- [Task description]: Wherever a line in the data holds the word "main", pull that line out.

- [Listed records]:

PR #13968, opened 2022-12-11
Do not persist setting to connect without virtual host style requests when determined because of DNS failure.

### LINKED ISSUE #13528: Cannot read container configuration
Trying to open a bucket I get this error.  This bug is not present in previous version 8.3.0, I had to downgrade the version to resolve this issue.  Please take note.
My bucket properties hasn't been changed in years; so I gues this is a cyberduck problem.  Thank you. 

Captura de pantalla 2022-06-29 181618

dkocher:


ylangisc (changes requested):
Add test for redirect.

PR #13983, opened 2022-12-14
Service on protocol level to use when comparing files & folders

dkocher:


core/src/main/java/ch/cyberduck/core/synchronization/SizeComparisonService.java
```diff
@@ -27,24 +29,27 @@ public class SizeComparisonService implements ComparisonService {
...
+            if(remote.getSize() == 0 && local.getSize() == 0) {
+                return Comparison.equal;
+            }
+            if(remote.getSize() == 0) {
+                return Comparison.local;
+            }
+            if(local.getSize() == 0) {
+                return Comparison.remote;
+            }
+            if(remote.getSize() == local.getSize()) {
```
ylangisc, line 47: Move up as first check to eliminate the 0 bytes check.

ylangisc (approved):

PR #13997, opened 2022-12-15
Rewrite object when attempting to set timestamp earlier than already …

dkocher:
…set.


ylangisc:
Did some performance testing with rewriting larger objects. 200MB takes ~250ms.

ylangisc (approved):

* * *

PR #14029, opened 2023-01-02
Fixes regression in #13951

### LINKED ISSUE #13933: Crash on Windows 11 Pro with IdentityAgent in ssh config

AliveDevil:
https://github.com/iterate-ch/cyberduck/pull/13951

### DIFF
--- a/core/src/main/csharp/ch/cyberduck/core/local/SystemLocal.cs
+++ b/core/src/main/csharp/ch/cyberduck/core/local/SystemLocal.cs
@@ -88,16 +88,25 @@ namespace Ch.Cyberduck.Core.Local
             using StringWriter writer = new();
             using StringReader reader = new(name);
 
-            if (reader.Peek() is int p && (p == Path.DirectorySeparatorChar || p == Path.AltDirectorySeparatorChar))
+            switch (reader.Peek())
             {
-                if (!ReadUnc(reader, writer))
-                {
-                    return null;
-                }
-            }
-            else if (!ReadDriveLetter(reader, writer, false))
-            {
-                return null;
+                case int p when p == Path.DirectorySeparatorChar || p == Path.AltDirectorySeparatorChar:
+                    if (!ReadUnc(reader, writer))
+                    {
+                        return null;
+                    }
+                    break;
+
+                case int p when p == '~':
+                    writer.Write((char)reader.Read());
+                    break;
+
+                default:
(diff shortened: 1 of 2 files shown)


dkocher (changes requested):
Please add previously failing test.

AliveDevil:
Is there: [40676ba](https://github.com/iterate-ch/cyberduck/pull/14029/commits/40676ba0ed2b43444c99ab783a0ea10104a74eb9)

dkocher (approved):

- [Reply to the task]:
core/src/main/java/ch/cyberduck/core/synchronization/SizeComparisonService.java
--- a/core/src/main/csharp/ch/cyberduck/core/local/SystemLocal.cs
+++ b/core/src/main/csharp/ch/cyberduck/core/local/SystemLocal.cs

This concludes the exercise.